Altered soil nitrogen retention by grassland acidification from near-neutral to acidic conditions: A plant-soil-microbe perspective

Abstract

Grassland ecosystems are facing soil acidification, occurring either rapidly or gradually, alongside the persistent threats of acid deposition and nitrogen (N) pollution. However, the understanding of how grassland soils retain N in response to acidification remains limited, despite its critical importance in providing essential services in these ecosystems. Considering the prevalence of near-neutral or weak-acidic (e.g., pH 6) soils in grasslands worldwide, we aim to predict the pathways through which grassland acidification alters soil N retention. Firstly, as soil fungal proportions increase, the carbon:nitrogen ratios of the microbial community also rise, leading to a downregulation of microbial N uptake and retention.
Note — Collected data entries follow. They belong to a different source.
PR #1488, opened 2020-02-29
Don't error when there are no stats.

inferno-chromium:


inferno-chromium:
TBR

src/appengine/handlers/fuzzer_stats.py
```diff
@@ -525,18 +525,20 @@ def get(self):
...
       if not job_filter:
         # Group by job only makes sense for queries that do not specify job.
         group_by = 'by-job'
         try:
           build_results(fuzzer, job_filter, group_by, date_start, date_end)
-        except Exception:
-          logs.log_error('Failed to preload %s %s %s %s %s.' %
-                         (fuzzer, job_filter, group_by, date_start, date_end))
+        except Exception as e:
+          if 'No stats.' not in repr(e):
```
mbarbella-chromium: This feels a bit hacky as-is. Is there a specific exception type that could be caught for the no stats case? If not, a comment explaining why this is safe would be helpful.

inferno-chromium: i think this gets shown to user in message, so uses generic exception is used

  if 'rows' not in results:
    raise helpers.EarlyExitException('No stats.', 404)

Secondly, grassland acidification weakens the stability of soil organic matter (SOM) by physically and chemically dissolving its components, but also conserves SOM by hindering biological mineralization, thereby enhancing N retention. Thirdly, acidification damages 2:1 clay minerals and causes occupation of exchangeable positions by H+, liberating fixed ammonium and subsequently attenuating grassland soil N retention. Fourthly, acidification leads to the breakup of macroaggregates, exposing SOM to microbial attack but also compromising microbial habitats and activity, resulting in uncertainty in grassland N retention. Fifthly, dominant plant stress-tolerators allocate more N aboveground as less decomposable defensive metabolites, reducing the risk of N loss during grassland litter degradation. Overall, in future research, it is crucial to focus on anticipating the changes in soil N retention under acidification, highlighting the synergistic or antagonistic interactions among the reviewed grassland modulators/processes, and quantifying the impacts of declined N deposition on grassland soil N retention and cycling, given the current and recent past stable or even declined atmospheric N deposition in many regions.